The researchers asked themselves why DNA cannot be treated like a language. They then identified the obstacles and removed them. Grover was then trained with a human reference genome. According to Dr. Anna Poetsch, head of the research group at BIOTEC, the resulting model can be used to extract biological meaning from human DNA.

Grover learns the grammar of DNA

"Grover has learned the rules of DNA," explains Dr. Melissa Sanabria, the lead scientist on the project. In terms of the DNA code, this means learning the rules of the sequences, i.e. the order of the nucleotides and their meaning. "Similar to how GPT models learn human languages, Grover has basically learned to speak DNA," explains Sanabria.

Videos by heise

According to the team's findings, Grover can not only predict the sequence of DNA sequences for certain genetic information, but also derive information of biological relevance from the context, such as the start of genes or protein binding sites on the DNA. Grover also learns processes that are considered "epigenetic".

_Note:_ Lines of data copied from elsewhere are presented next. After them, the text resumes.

Issue #1562, opened 2020-01-14
Excel Sheet updates


phpgeekfr:
Movies: 
- [x]  Original release (movie.salesInfo.originalRelease) excel should be updated to match model (country + media of originCountryRelease date)
- [ ] Once Max terminated MovieVersionInfo update, update excel import accordingly #1411 
- [x] Be able to handle various Premiere Types (world, market ...)
- [x] rename Production Companie(s) into Stake Holders
- [ ] rating: missing system, country, value [, reason] + rename to `ratings` and use ';' and ','
- [x] European Qualification (Yes or No) can be merge with certifications
- [x] Key Assets (max 3 sentences, use semicolon as separator) => this is only one sentence now
- [ ] missing country in column `Stakeholders (name, role)`
- [ ] missing logo in column `Festival Prizes (Festival name, Year, Selection/Prize, Premiere)` 
- [x] principal cast add role (currently forced to `actor`) May need to split in two columns: crew & cast (CF Anastasiia) #1603 

Contracts:
- [x]  use currency in staticModels `eur` => `euro` => not a big deal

To train Grover, the team first created a DNA dictionary using byte pair encoding (BPE) –, a tokenization strategy – originally developed for transformer models such as GPT-3, and examined the entire genome for the most common letter combinations. "DNA is similar to language. It consists of four letters that form sequences, and the sequences carry a meaning. However, unlike a language, there is no concept of words," says Poetsch. How a gene codes for a protein was decoded many decades ago, but how the rest of the DNA works has only been deciphered in a rudimentary way.

"DNA has many functions that go beyond protein coding. Some sequences regulate genes, others serve structural purposes, most sequences fulfill several functions simultaneously. At present, we do not understand the significance of most DNA. We seem to have only scratched the surface for the areas outside of genes," explains Poetsch. This means that there are still many unanswered questions about protein-DNA interaction. The findings from Grover are intended to shed light on the subject.

Insights into the creation of the DNA dictionary — An example of tokenization using byte pair encoding (BPE). The words are colored according to token length and displayed in a word cloud with relative weighting of the words according to their frequency. The model is a BERT architecture with 12 transformer blocks (in purple). The output are probabilities for the tokens.

(Image: Poetsch et al.)

The DNA was tokenized step by step, i.e. divided into units at the word level. According to Poetsch, this approach differs from previous attempts. "We started with two letters and searched the DNA again and again to build it up into the most common multi-letter combinations. In this way, we fragmented the DNA into 'words' in around 600 cycles, which enabled Grover to best predict the next sequence," explains Sanabria.

Applying the methods of natural language processing (NLP) and biological tokenizers to DNA sequences of living beings is not new. However, in contrast to similar models, Grover will be limited to human DNA sequences that are composed of tokens.

Many sequences unexplained

The researchers hope that Grover will provide new insights into the diverse, often still poorly understood functions of DNA beyond protein coding. "Only one to two percent of the genome consists of genes, the sequences that code for proteins," says the team. The team wants to use the language model to advance genomics and personalized medicine.

BIOTEC is part of the Center for Molecular and Cellular Bioengineering (CMCB) at TU Dresden. It combines cell biological, biophysical and bioinformatic approaches to conduct cutting-edge research in the field of molecular bioengineering.